(Dataset entries)

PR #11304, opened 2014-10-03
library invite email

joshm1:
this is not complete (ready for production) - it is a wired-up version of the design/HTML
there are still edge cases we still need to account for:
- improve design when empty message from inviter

> _Aim of the exercise_
Output the records again in full. Keep every character as written.

> _Exercise result_
PR #11304, opened 2014-10-03
library invite email

joshm1:
this is not complete (ready for production) - it is a wired-up version of the design/HTML
there are still edge cases we still need to account for:
- improve design when empty message from inviter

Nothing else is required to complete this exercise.